# Sneak preview, my new site



## evangilder (Nov 5, 2005)

Okay, you guys are the first to get a look at my calendar storefront before I start the marketing blitz. Feel free to have a look and I do not want anyone to feel obligated to buy anything, just take a look. So far, I have a Pacific Fighters of WWII, Biplanes and one nature calendar; Tioga Pass and the Eastern Sierras. More will be added. 

Oh and one more thing, my website is listed on the storefront. Go easy on it right now as I am on limited bandwidth as I get things setup. The storefront should be fine, the geocities site is limited bandwidth until I purchase the domain name.

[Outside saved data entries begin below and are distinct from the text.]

PR #682, opened 2023-03-17
Added minor instruction steps to README

GitGubM8:
## Comments:
- Probably unnecessary information for more experienced webdevs, but it'd be a nice-to-have for someone like me who's less familiar with web techs
- Obviously feel free to reword/correct any information that's unclear or straight-up wrong

### DIFF
--- a/README.md
+++ b/README.md
@@ -24,7 +24,15 @@ git clone https://github.com/Thrillberg/imperial.git
 ```
 cd imperial
 ```
-3. Run the Rails setup command:
+3. Begin the PostgreSQL service:
+```
+sudo service postgresql start
+```
+4. In a separate terminal, start a Redis server:
+```
+redis-server
+```
+5. Run the Rails setup command:
 ```
 bin/setup
 ```
@@ -32,17 +40,22 @@ bin/setup
 ```
 sudo su postgres -c "psql rails_server_development -c 'CREATE EXTENSION pgcrypto;'"
 ```
-4. Run the npm install command:
+- If you get the error `‘ruby\r’: No such file or directory`, make sure your editor's line-endings are set to `LF` instead of `CRLF`.
+6. Run the npm install command:
 ```
 npm install
 ```
-5. In one terminal window, run webpack:
+7. In one terminal window, run webpack:
 ```
 bin/webpack --watch
 ```
-6. Keep webpack running and in a separate terminal window, run the Rails server:
+8. Keep webpack running and in a separate terminal window, run the Rails server:
 ```
 rails s
+```
+9. You can now view the app at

Link to the website below:
http://www.lulu.com/evangilder1

Here are the preview shots for the three calendars


----------



## Nonskimmer (Nov 5, 2005)

Outstanding! Great job so far!


----------



## trackend (Nov 6, 2005)

Very impressive Eric


----------



## Pisis (Nov 6, 2005)

Wow, good!
Now I finally understand the nick of you, hehe. Also, I thought for like three months your name is Evan Glider 

Great siggy Trackend!


----------



## Gnomey (Nov 6, 2005)

Excellent Eric. I have bookmarked that site (and the geocities one). Great photos! I will be visiting again to see the progress that has been made. Good Luck.


----------



## evangilder (Nov 6, 2005)

Thanks guys! I am adding as I can. I hope to have a little something for everyone eventually.


----------



## plan_D (Nov 6, 2005)

Great job, Eric.


----------



## cheddar cheese (Nov 6, 2005)

Superb! 8)


----------



## evangilder (Nov 7, 2005)

Three new calendars added this weekend;
Camarillo from the cockpit
P-51 Mustang
Mammoth Resort

Previews below


----------



## Pisis (Nov 7, 2005)

Wow, great photos Eric!


----------



## evangilder (Nov 7, 2005)

Thanks! I love shooting photos and if I can turn that hobby into some extra pocket money, it's all good!


----------



## Pisis (Nov 7, 2005)

Yeha, like me webdesign.


----------



## cheddar cheese (Nov 7, 2005)

Beautiful pictures! 8)


----------



## Gnomey (Nov 7, 2005)

Great photos Eric!


----------



## evangilder (Nov 7, 2005)

Thanks guys!


----------



## lesofprimus (Nov 7, 2005)

Excellent stuff my man...


----------



## evangilder (Nov 7, 2005)

Thanks Les. What good are pictures if you can'r get them shared?


----------



## Pisis (Nov 8, 2005)

how's the tule? did u already had a chance to try it?


----------



## evangilder (Nov 8, 2005)

Not yet, been busy with other things. I will soon though.


----------



## Pisis (Nov 8, 2005)

worth of doing it


----------



## Wildcat (Nov 8, 2005)

Well done on the site mate, some great pics in there!


----------



## evangilder (Nov 21, 2005)

Okay guys, my domain registration is in place and is working for some parts of the world, but it should be fully propagated in the next 72 hours. My website is now up and running. I am currently working on adding new shots and organizing, but the base site is up at:
http://www.vg-photo.com

Enjoy. New shots up in the civilian, trainer and transport areas. I am working on bombers and fighters to put up within the next week. It will be expanding as I have a lot of space now.


----------



## Gnomey (Nov 21, 2005)

Looking good Eric.


----------



## lesofprimus (Nov 21, 2005)

Excellent stuff eric...


----------



## evangilder (Nov 21, 2005)

Thanks guys. I will be adding more very soon. The fighters and bombers section is way too lean.


----------



## evangilder (Nov 23, 2005)

Fighters section has change to Pacific fighters for now. Another section will be added for European Fighters. Bombers have also been updated as well as some cleanup of some things.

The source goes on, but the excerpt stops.